Your task: Below is a listing; copy all of it exactly.

Input material:
PR #932, opened 2026-06-09
refactor(rust/sedona-raster-functions): width/height and RS_Width/RS_Height return i64

james-willis:
Follow up to https://github.com/apache/sedona-db/pull/927

trying to eliminate a bunch of the casting between u64 and i64. This is something of a breaking change as it changes the return type of these RS functions

### Drive By
`main` was broken by a semantic conflict between #927 and #928. This PR fixes that issue with its second commit

<details>

`RS_Width` / `RS_Height` and the underlying `width()` / `height()` accessors returned `u64`. This switches them to `i64`, matching the signed `spatial_shape` (and band `shape`) from the source_shape work and the `Int64` Arrow type used for dimension sizes elsewhere — so values stop being round-tripped through `u64` at the boundary.

### What changed

- `RasterRef::width()` / `height()` now return `Result<i64, ArrowError>`. Since `spatial_shape()` is already `i64`, the value is returned directly; the old non-negative guard and `as u64` cast are gone. The only remaining error is an empty / too-short `spatial_shape`, which is an invariant violation rather than a "no value" state.
- `RasterMetadata`'s `width` / `height` fields, the `MetadataRef` trait, and the inherent accessors are all `i64`.
- `RS_Width` / `RS_Height` now produce an `Int64` column (`Int64Builder`).
- The construction surface follows so no casts are reintroduced: `RasterBuilder::start_raster_2d` parameters and the builder's `current_width` / `current_height`, plus the `VrtKey` GDAL cache key.
- Call sites updated to match: the `Display` impl, the envelope / convex-hull / spatial-predicate corner math, and the test helpers.

### Also repairs `main`

#927 (source_shape → `i64`) and #928 (GDAL plane stacking) each merged green against a `main` that lacked the other, so their combination left `sedona-raster-gdal` not compiling: the plane-stacking path still did `Vec<u64> = band.shape()…` and `product::<u64>()` over a now-`i64` `shape()`. This flips `GdalBandPlan::nonspatial_shape` to `Vec<i64>` and the regroup path to push `i64` extents, restoring the build.

</details>

### DIFF
--- a/rust/sedona-raster-functions/src/executor.rs
+++ b/rust/sedona-raster-functions/src/executor.rs
@@ -697,8 +697,8 @@ impl<'a, 'b> RasterExecutor<'a, 'b> {
 #[cfg(test)]
 mod tests {
     use super::*;
-    use arrow_array::builder::UInt64Builder;
-    use arrow_array::UInt64Array;
+    use arrow_array::builder::Int64Builder;
+    use arrow_array::Int64Array;
     use arrow_schema::Field;
     use sedona_raster::traits::RasterRef;
     use sedona_schema::crs::{deserialize_crs, lnglat};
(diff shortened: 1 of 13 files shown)


paleolimbot (approved):
Thanks! On green CI this looks good to me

Solution to the problem:
PR #932, opened 2026-06-09
refactor(rust/sedona-raster-functions): width/height and RS_Width/RS_Height return i64

james-willis:
Follow up to https://github.com/apache/sedona-db/pull/927

trying to eliminate a bunch of the casting between u64 and i64. This is something of a breaking change as it changes the return type of these RS functions

### Drive By
`main` was broken by a semantic conflict between #927 and #928. This PR fixes that issue with its second commit

<details>

`RS_Width` / `RS_Height` and the underlying `width()` / `height()` accessors returned `u64`. This switches them to `i64`, matching the signed `spatial_shape` (and band `shape`) from the source_shape work and the `Int64` Arrow type used for dimension sizes elsewhere — so values stop being round-tripped through `u64` at the boundary.

### What changed

- `RasterRef::width()` / `height()` now return `Result<i64, ArrowError>`. Since `spatial_shape()` is already `i64`, the value is returned directly; the old non-negative guard and `as u64` cast are gone. The only remaining error is an empty / too-short `spatial_shape`, which is an invariant violation rather than a "no value" state.
- `RasterMetadata`'s `width` / `height` fields, the `MetadataRef` trait, and the inherent accessors are all `i64`.
- `RS_Width` / `RS_Height` now produce an `Int64` column (`Int64Builder`).
- The construction surface follows so no casts are reintroduced: `RasterBuilder::start_raster_2d` parameters and the builder's `current_width` / `current_height`, plus the `VrtKey` GDAL cache key.
- Call sites updated to match: the `Display` impl, the envelope / convex-hull / spatial-predicate corner math, and the test helpers.

### Also repairs `main`

#927 (source_shape → `i64`) and #928 (GDAL plane stacking) each merged green against a `main` that lacked the other, so their combination left `sedona-raster-gdal` not compiling: the plane-stacking path still did `Vec<u64> = band.shape()…` and `product::<u64>()` over a now-`i64` `shape()`. This flips `GdalBandPlan::nonspatial_shape` to `Vec<i64>` and the regroup path to push `i64` extents, restoring the build.

</details>

### DIFF
--- a/rust/sedona-raster-functions/src/executor.rs
+++ b/rust/sedona-raster-functions/src/executor.rs
@@ -697,8 +697,8 @@ impl<'a, 'b> RasterExecutor<'a, 'b> {
 #[cfg(test)]
 mod tests {
     use super::*;
-    use arrow_array::builder::UInt64Builder;
-    use arrow_array::UInt64Array;
+    use arrow_array::builder::Int64Builder;
+    use arrow_array::Int64Array;
     use arrow_schema::Field;
     use sedona_raster::traits::RasterRef;
     use sedona_schema::crs::{deserialize_crs, lnglat};
(diff shortened: 1 of 13 files shown)


paleolimbot (approved):
Thanks! On green CI this looks good to me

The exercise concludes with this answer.